[Stored items]
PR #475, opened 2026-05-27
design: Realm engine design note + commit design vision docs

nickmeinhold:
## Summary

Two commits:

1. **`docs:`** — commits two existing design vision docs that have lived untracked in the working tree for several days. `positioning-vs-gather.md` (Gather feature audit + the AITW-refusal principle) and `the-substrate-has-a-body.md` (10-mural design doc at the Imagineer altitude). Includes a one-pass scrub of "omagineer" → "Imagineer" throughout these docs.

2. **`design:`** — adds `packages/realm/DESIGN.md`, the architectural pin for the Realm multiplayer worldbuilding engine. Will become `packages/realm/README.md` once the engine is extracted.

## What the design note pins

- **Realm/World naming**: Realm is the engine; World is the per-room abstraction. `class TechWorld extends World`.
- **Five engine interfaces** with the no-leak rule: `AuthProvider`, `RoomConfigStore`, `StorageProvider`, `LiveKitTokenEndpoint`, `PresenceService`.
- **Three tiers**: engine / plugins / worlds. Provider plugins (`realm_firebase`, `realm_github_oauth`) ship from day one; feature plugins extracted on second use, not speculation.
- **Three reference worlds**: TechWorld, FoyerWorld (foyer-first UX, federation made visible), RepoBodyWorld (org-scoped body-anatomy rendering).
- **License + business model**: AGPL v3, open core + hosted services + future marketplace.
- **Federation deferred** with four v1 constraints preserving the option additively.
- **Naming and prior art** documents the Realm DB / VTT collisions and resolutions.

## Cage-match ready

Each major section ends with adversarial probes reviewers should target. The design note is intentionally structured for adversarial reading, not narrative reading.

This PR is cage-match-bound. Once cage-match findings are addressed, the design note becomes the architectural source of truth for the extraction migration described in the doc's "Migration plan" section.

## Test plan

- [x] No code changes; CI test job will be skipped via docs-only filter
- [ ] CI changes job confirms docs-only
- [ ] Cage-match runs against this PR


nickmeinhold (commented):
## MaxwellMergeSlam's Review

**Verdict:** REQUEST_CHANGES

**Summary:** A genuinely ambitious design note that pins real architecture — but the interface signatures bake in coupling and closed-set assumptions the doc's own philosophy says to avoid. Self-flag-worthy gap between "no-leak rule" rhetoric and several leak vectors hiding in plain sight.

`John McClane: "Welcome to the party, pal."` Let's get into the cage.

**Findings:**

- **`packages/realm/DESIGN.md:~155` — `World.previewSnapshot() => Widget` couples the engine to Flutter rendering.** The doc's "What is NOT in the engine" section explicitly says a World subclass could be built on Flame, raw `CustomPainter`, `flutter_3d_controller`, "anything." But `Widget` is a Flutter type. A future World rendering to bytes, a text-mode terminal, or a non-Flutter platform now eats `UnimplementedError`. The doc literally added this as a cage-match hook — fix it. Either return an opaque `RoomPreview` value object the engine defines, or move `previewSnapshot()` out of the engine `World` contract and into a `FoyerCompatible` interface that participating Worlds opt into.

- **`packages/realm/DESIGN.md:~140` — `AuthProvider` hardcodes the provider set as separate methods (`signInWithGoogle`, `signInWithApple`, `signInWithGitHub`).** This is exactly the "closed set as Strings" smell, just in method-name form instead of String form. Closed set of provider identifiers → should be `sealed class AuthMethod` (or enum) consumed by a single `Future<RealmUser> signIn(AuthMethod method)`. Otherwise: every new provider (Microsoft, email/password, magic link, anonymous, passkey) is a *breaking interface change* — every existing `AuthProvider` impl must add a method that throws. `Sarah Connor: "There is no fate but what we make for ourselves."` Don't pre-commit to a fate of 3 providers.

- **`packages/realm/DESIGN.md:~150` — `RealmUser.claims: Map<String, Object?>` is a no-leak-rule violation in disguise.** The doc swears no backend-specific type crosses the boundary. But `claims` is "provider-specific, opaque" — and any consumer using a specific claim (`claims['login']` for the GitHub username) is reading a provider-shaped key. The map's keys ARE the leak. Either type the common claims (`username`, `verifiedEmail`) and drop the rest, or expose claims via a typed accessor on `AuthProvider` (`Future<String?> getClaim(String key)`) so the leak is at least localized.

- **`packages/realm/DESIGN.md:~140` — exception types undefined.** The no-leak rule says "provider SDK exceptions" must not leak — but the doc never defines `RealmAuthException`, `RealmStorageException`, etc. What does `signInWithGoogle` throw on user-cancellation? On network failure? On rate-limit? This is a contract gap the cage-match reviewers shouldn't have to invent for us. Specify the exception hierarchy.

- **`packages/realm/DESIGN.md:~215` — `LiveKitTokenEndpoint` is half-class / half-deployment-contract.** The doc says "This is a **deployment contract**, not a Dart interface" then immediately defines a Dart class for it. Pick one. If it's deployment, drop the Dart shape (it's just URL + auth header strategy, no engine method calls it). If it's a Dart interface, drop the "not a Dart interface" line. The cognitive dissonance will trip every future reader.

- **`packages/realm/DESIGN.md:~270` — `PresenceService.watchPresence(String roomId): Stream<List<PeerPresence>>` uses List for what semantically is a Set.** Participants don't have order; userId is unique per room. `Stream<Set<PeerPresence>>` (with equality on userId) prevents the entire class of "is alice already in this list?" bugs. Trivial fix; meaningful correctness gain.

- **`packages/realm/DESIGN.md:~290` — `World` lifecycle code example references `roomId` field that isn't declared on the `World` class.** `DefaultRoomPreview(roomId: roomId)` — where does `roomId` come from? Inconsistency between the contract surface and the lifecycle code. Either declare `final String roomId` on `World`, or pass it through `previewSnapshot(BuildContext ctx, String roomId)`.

* Task instructions *
Set down precisely the lines above between the line holding "- **License +" and the line holding "## Cage-match ready", inclusive, and nothing beyond them.

* Expected answer *
- **License + business model**: AGPL v3, open core + hosted services + future marketplace.
- **Federation deferred** with four v1 constraints preserving the option additively.
- **Naming and prior art** documents the Realm DB / VTT collisions and resolutions.

## Cage-match ready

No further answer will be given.